Find gravitational acceleration through luminosity

[astrofunk21]

Homework Statement

Use equation 1.3 to estimate the solar radius R_o from its luminosity and effective temperature. Show that the gravitational acceleration g at the surface is about 30 times larger than that on Earth.

Homework Equations

(1.3) L=4∏R²σ_SBT⁴

The Attempt at a Solution

Well we know the gravity of something can be determined through g=$\frac{-GM}{r*r}$. Solving for r in the gravitational equation will allow us to substitute that into the luminosity equation. With all of those known, we can solve for g and see how it is 30 times larger. This however did not work. My answer was -27.79 m*s^-2.

Now since this number is pretty much off by a factor of ten, I feel that I'm on the right track. Maybe I messed something up in my calculation that you guys will see. My substitution will be below if it helps.

1. L=4∏R²σ_SBT⁴

2. g=$\frac{-GM}{r*r}$

3. r²=$\frac{-GM}{g}$

4. L=4∏$\frac{-GM}{g}$σ_SBT⁴

5. g=$\frac{-GMT^{4}4∏σ}{L}$

6. Then solve for g!

 

[Simon Bridge]

Well we know the gravity of something can be determined through g=−GM/r∗r. Using this we can first find the effective temperatures for both the Earth and the sun. Solving for r in the gravitational equation will allow us to substitute that into the luminosity equation.

I'm not clear on your reasoning here - doesn;t the question expect you to do this the exact opposite way around?

 

[astrofunk21]

I'm not clear on your reasoning here - doesn;t the question expect you to do this the exact opposite way around?

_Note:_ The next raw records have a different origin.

PR #3854, opened 2020-04-01
Fix EditCollective without tiers bug

kewitz:
Resolves https://github.com/opencollective/opencollective/issues/3034

### DIFF
--- a/components/edit-collective/EditCollectiveForm.js
+++ b/components/edit-collective/EditCollectiveForm.js
@@ -76,8 +76,8 @@ class EditCollectiveForm extends React.Component {
       modified: false,
       section: 'info',
       collective,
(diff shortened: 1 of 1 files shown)


znarf:
Do you have an idea of what it used to include an empty object? Why would one do that?

kewitz:
@znarf, not sure. I fixed this a bit in hurry while doing something else. I'm trusting our tests and a quick QA on this one.

Betree:
I've seen this pattern of empty objects in arrays multiple times in the code, they're usually there to save you from having to click on "Add new" when the list is empty (the form is displayed by default).

Not a big deal to deprecate this behavior, especially if it's to solve a bug.

PR #3600, opened 2020-02-27
Add text area fir extra info in invoice and receipts setting for host

vinuch:
Part of opencollective/opencollective#2907

# Description
Add free text field under Invoices & Receipts setting for hosts

# Screenshots

image

PR #3873, opened 2020-04-03
Add "Extra Info" in host receipts settings

Betree:
Part of opencollective/opencollective#2907
Follow up on https://github.com/opencollective/opencollective-frontend/pull/3600


Betree:
Improved general UI and added i18n

image

PR #3874, opened 2020-04-03
DismissibleMessage: Message flashing during SSR

Betree:
The message was flashing in the create expense flow, I realized we forgot the `return`


znarf:
Saw that recently, was confused about it.

PR #3879, opened 2020-04-03
Enforce TransferWise payout limits

kewitz:
Resolves opencollective/opencollective#3028
Requires https://github.com/opencollective/opencollective-api/pull/3631


components/expenses/PayExpenseBtn.js
```diff
@@ -105,8 +110,17 @@ class PayExpenseBtn extends React.Component {
...
-      selectedPayoutMethod = 'Transferwise';
+      selectedPayoutMethod = 'TransferWise';
       successMessage = intl.formatMessage(this.messages['transferwiseSuccessMessage']);
+      if (
+        host.plan.transferwisePayoutLimit !== null &&
+        host.plan.transferwisePayout >= host.plan.transferwisePayoutLimit
+      ) {
+        disabled = true;
+        disabledMessage = intl.formatMessage(this.messages['transferwisePlanLimitMessage'], {
+          a: (...chunks) => <a href={`/${host.slug}/edit/hostSettings`}>{chunks}</a>,
```
znarf, line 121: Instead of <a> this needs to be an internal <Link so that we use client side navigation.

Alosi, I just renamed `hostSettings` to `host-plan`

znarf:
Are you displaying the limit in "Limits and Usage" in the Host Plan settings?

We should also maybe add that in the Host Plan tables? 

Maybe using the feature flag? I just introduced `TRANSFERWISE_ENABLED`

kewitz:
@znarf you're right, I totally forgot about pricing pages, etc...
Is that a global flag? I already had one implemented in the collective level...

znarf:
It's global, it's easier for development purpose. The collective flag will also be useful.

lib/graphql/queries.js
```diff
@@ -700,6 +702,80 @@ const getCollectiveCoverQuery = gql`
   }
 `;
 
+const getCollectiveAndHostQuery = gql`
```
znarf, line 705: Was that really necessary to introduce this new query ?

kewitz: I didn't want to overload a widespread query with the async operation of loading the collective's plan.
But I think I'm overcomplicating things, perhaps we should keep it simple and get back to it if it actually becomes a problem.

kewitz:
Rebased, changes starting at 55452f3.

kewitz:
Rebased and fixed conflicts.

PR #3883, opened 2020-04-04
Now 2.0

znarf:


Betree:
@znarf Do you think we should start using next routes for new pages, ie. place them in `pages/[:collective]/my-new-page.js`?

znarf:
@Betree I started exploring that. I still don't like it much but we need to do it if we want that to work on SSR. I will show you an example in a PR.

Betree:
@znarf if an example is needed I already migrated the routes for the invoices service: https://github.com/opencollective/opencollective-invoices/tree/master/pages

PR #3885, opened 2020-04-05
Refactor Edit Collective

znarf:


znarf:
Fast tracking that to fix a regression in Edit-Collective (save button missing).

Hey sorry about that, meant to delete that sentence about the effective temperature. It was a method I was using before. Does it make more sense now?

 

[Dick]

It looks to me like you solved correctly for g in terms of L, T and M. Now they must have given you some numbers to plug in for those variables. What were they?

 

[Simon Bridge]

It's the reasoning that puzzles me - wouldn't it be more direct to solve for R² in eq. 1.3 and sub into the equation for g?

$$g_{Sol} = \frac{M_{Sol}}{m_E} \frac{r^2_{E}}{R^2_{Sol}} g_{E}\; : \; R^2=\frac{L}{4\pi\sigma T^4}$$

Anyway - you got the same equation so ... provided you have not made some arithmetic error, or used bad numbers, what does the mismatch tell you about the estimate? What assumptions are made to get equation 1.3?

 

[astrofunk21]

In terms of some numbers that were used I had:
M = 2x10³⁰kg
T = 5780K
σ_SB = 5.67x10^-8Wm^-2K^-4
L = 3.86x10²⁶W
G = 6.67x10^-11m³kg^-1s^-2

 

[astrofunk21]

Simpler problem than I thought. Got the answer and it's right.

I solved for R like the problem says and like Simon said. Then plugged that into the accel due to gravity equation. This gave me a number around 280 which is close to 30 times that of Earth's gravity.

Thanks guys!

 

[tms]

What assumptions are made to get equation 1.3?

The primary assumption is that the sun is a black body.

 

[Simon Bridge]

I had wondered if the teacher wanted to provide an example of a model that did not work well :) If the numbers were correct, and there was no finger-slippage on the calculator, then the result disagreeing with reality would mean that the model contained a flaw.

Occasionally someone will do that to you just to see who's alert.
You get marks by identifying the flaw - hence the suggestion to look at the assumptions.

But that was not the case this time.